人類史上初めての月面着陸を果たした宇宙飛行士、ニール・アームストロングさんの話だ。僕の好きな「アポロ13(1995年)」と違い、この映画では宇宙旅行が全く華やかに描かれない。

宇宙飛行士という職業が、精神的にも肉体的にもいかに過酷だったかという点にフォーカスされている。口数の少ない、魅力的とはお世辞にも言い難い主人公を、悲しげな顔の得意な(得意かどうかは知らないが…)ライアン・ゴズリングが好演している。

多くのシーンで一人称視点(飛行士の目線)が採用されていて、観客は宇宙飛行を文字通りリアルに体験する。これが結構辛かった。ロケットで打ち上げられるシーンなんて、感動どころの話ではない。

小さな金属の箱に押し込められ、シートに拘束された状態で轟音とともに激しくシェイクされるのである。暗い、狭い、うるさい。それに加えて、超スピードでとんでもなく高いところに放り出されるのだから(何を隠そう僕は高所恐怖症だ)、あまりのしんどさに途中で席を立ちそうになった。

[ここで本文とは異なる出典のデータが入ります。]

PR #4605, opened 2026-08-22
feat(react-native): let surveys cap how far their text scales, per text role

safaiyeh:
React Native survey text currently scales without a ceiling, and host apps cannot apply a limit through the surrounding views. This adds app-level `maxFontSizeMultiplier` configuration, either for the whole survey or by text role:

```tsx
<PostHogSurveyProvider
  defaultSurveyAppearance={{
    maxFontSizeMultiplier: { question: 1.5, description: 1.8, ratingNumber: 1.2 },
  }}
>
  {children}
</PostHogSurveyProvider>
```

A number applies to all roles. Omitted roles retain the existing uncapped behavior. `0` explicitly means no maximum; use `1` or greater for a cap. Other values below `1` are unsupported by React Native and may be ignored or rejected, depending on platform and version. Fixed-size icon glyph fallbacks disable font scaling.

The package exports a React Native `SurveyAppearance` that extends the core contract, preserving every existing appearance key, along with `SurveyAppearanceTheme` and `SurveyTextRole`. The surveys team approved app-level configuration with per-role limits; no companion backend or editor PR is required.

Rebased onto main, adapted the regression tests to Vitest, and regenerated `posthog-react-native-references-latest.json`. All three PR commits are signed and Verified. Includes a minor changeset.

Validation on Node 24:

- React Native lint and formatting checks pass.
- React Native tests: **897 passed across 61 suites**, including 11 font-scaling regression tests.
- `pnpm generate-references` passes, including the React Native build and dependency builds.
- `pnpm check:public-api` passes.


marandaneto:
thanks @safaiyeh 
i'll defer to @PostHog/team-surveys since this is a SDK configuration only

The shared SurveyAppearance type and PostHog survey API do not include this field, so it cannot currently be configured from the PostHog survey editor/API

Moving to draft until we hear from @PostHog/team-surveys

marandaneto (commented):
Inline review findings from the validated review.

packages/react-native/src/surveys/PostHogSurveyProvider.tsx
```diff
@@ -73,8 +73,12 @@ export type PostHogSurveyProviderProps = {
 
   /**
    * The default appearance for surveys when not specified in PostHog.
+   *
+   * Accepts the React Native-only appearance fields as well (e.g.
+   * `maxFontSizeMultiplier`) — they are merged into the same theme object the
+   * survey components read, and PostHog never sends them down.
    */
-  defaultSurveyAppearance?: SurveyAppearance
+  defaultSurveyAppearance?: Partial<SurveyAppearanceTheme>
```
marandaneto: blocking: Preserve previously accepted appearance keys

Changing this prop from `SurveyAppearance` to `Partial<SurveyAppearanceTheme>` drops `widgetSelector`, `widgetType`, `widgetColor`, `widgetLabel`, and `shuffleQuestions` from accepted object-literal keys, so existing TypeScript callers using them fail excess-property checks. Please extend the existing public appearance contract with the React Native-only field rather than narrowing it.

packages/react-native/src/surveys/surveys-utils.ts
```diff
@@ -121,12 +121,85 @@ export const defaultDescriptionOpacity = 0.8
...
+   * is what the OS asks for, but not always what a fixed-size survey card can
+   * hold - at the largest accessibility sizes an unbounded 18pt headline renders
+   * roughly one word per line.
+   *
+   * React Native only inherits this prop through nested `Text`, so a host app
+   * cannot apply it from the outside - it has to come in here.
+   *
+   * @default undefined (no ceiling)
+   */
+  maxFontSizeMultiplier?: number | Partial<Record<SurveyTextRole, number>>
```
marandaneto, line 109: blocking: Expose the new option through a public appearance type

The package root still exports only `SurveyAppearance` from `@posthog/core`, which lacks this field, while neither `SurveyAppearanceTheme` nor the referenced `SurveyTextRole` is publicly exported. Consumers therefore cannot type reusable appearance configuration containing `maxFontSizeMultiplier`, and API Extractor reports forgotten exports. Please export a public React Native appearance type and its referenced role type, and use it for public props.

packages/react-native/src/surveys/surveys-utils.ts
```diff
@@ -121,12 +121,85 @@ export const defaultDescriptionOpacity = 0.8
...
 export type SurveyAppearanceTheme = Omit<
   Required<SurveyAppearance>,
   'widgetSelector' | 'widgetType' | 'widgetColor' | 'widgetLabel' | 'shuffleQuestions' | 'textColor' | 'inputTextColor'
 > & {
   textColor?: string
   inputTextColor?: string
+  /**
+   * Caps how far survey text may grow under the OS text-size setting, as a
+   * multiple of its base size - React Native's `maxFontSizeMultiplier`, applied
+   * to every `Text` and `TextInput` the survey renders.
```
marandaneto: blocking: Apply the survey-wide cap to fallback icon text

When `react-native-svg` or its native view managers are unavailable, `icons.tsx` renders glyph fallbacks with React Native `Text`, but those nodes never receive this cap. A numeric whole-survey limit therefore does not cover every `Text`, and the glyphs can scale and clip inside their fixed dimensions. Pass the relevant cap to those fallbacks or disable font scaling for icon-only glyphs.

packages/react-native/src/surveys/PostHogSurveyProvider.tsx
safaiyeh: Fixed in 61ed76d2: `defaultSurveyAppearance` now uses the public React Native `SurveyAppearance`, which extends the core contract and preserves all existing keys. New location: packages/react-native/src/surveys/PostHogSurveyProvider.tsx:86.

packages/react-native/src/surveys/surveys-utils.ts
safaiyeh: Fixed in 61ed76d2: the package root now exports the extended `SurveyAppearance`, `SurveyAppearanceTheme`, and `SurveyTextRole`, and public provider props use the extended type. New location: packages/react-native/src/surveys/index.ts:6.

packages/react-native/src/surveys/surveys-utils.ts
safaiyeh: Fixed in 61ed76d2: the shared fallback-icon renderer now disables font scaling, keeping every glyph inside its fixed dimensions. New location: packages/react-native/src/surveys/icons.tsx:41.

safaiyeh:
Thanks for the review @marandaneto I've addressed ur feed back and rebased to main

marandaneto:
> Thanks for the review @marandaneto I've addressed ur feed back and rebased to main

thanks, i pinged @PostHog/team-surveys again

lucasheriques (approved):
The SDK API looks good to me, including the justification for per-role limits. Before merging, please add a companion PR in the [posthog main repo](https://github.com/PostHog/posthog/) so these settings can also be saved through the survey API and configured in the survey editor, with matching defaults and value semantics. 

Since otherwise we're shipping this changes for nothing as users won't have a way to edit them and they will always be undefined

turnipdabeets:
@safaiyeh We talked it over with the surveys team, and we're happy to ship this as app-level config, per-role limits included. No companion posthog PR needed. 

Three small things before we can merge:

1. Rebase onto main again. 
2. Regenerate the API references. Run pnpm generate-references and commit the updated posthog-react-native-references-latest.json, otherwise the public-API check in CI fails.
3. Sign your commits so they show as Verified. If you set up commit signing and turn on git config commit.gpgsign true before rebasing, the rebase will sign them all.

marandaneto:
moved to draft until [this](https://github.com/PostHog/posthog-js/pull/4605#issuecomment-5636878130) is resolved

packages/react-native/src/surveys/surveys-utils.ts
```diff
@@ -49,13 +49,99 @@ export const defaultRatingLabelOpacity = 0.7
...
+   * inside a rating button, and a host app that already caps its own text by
+   * role will want to match those ceilings here.
+   *
+   * ```ts
+   * maxFontSizeMultiplier: 1.6
+   * // or
+   * maxFontSizeMultiplier: { question: 1.5, description: 1.8, ratingNumber: 1.2 }
+   * ```
+   *
+   * Roles left out of the object are uncapped, as they are today.
```
turnipdabeets, line 97: [suggestion] React Native ignores anything below 1 on both iOS and Android, so `0.8` gives no cap rather than smaller text. Could we say so here?
```suggestion
   * Roles left out of the object are uncapped, as they are today. Values below 1
   * (including `0`) are ignored by React Native, so they leave text uncapped too.
```

safaiyeh: Clarified in 947bafee: `0` means no maximum, and caps use `1` or greater. Other values below `1` do not shrink text and are unsupported. I used “ignored or rejected” because the React Native 0.69 Android implementation in the package’s development dependencies throws for nonzero values below `1`. The generated API reference includes this wording too.

safaiyeh:
Addressed the remaining requests in 947bafee:

- Rebased onto main (`f998ee9c`) and preserved the updated survey shuffling and placeholder behavior.
- Regenerated and committed `posthog-react-native-references-latest.json`; `pnpm check:public-api` passes.
- All three rebased commits are signed by GitHub and show Verified.
- Clarified the supported font-cap values and migrated the regression tests to main’s Vitest setup.

Validation on Node 24: React Native lint and formatting pass; all **897 tests in 61 suites** pass; `pnpm generate-references` succeeds, including the package build. The PR description now reflects the final public types and checks.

おまけに、当時の宇宙計画では、同僚が事故で亡くなるなんてしょっちゅう。自分のミッションがうまく行かなければ厳しく責任を問われる。そのブラックさに「なんでそこまでやらなあかんのか」と、いたたまれない気持ちになった。当時の宇宙飛行士の人達はほんとに尊敬に値する。

パイロットにこんな過酷な負担を強いたうえ、ときには人命を犠牲にしてまで月面着陸を実現させないといけなかった理由は何だったのかというと、それは「ソ連に勝つ」という政治的な大義のためだった。個人の夢の実現とはかけ離れた事情やんね。その辺の皮肉も描かれていて、宇宙計画に疑問を呈し始めた社会における飛行士の微妙な立ち位置も、見ていて辛かった。

あらゆる苦しみの末に月面に降り立ったアームストロングを見たとき(いや、ゴズリングの哀しげな眼差し…)、単なる感動や同情とも違う、なんとも言えない気持ちになった。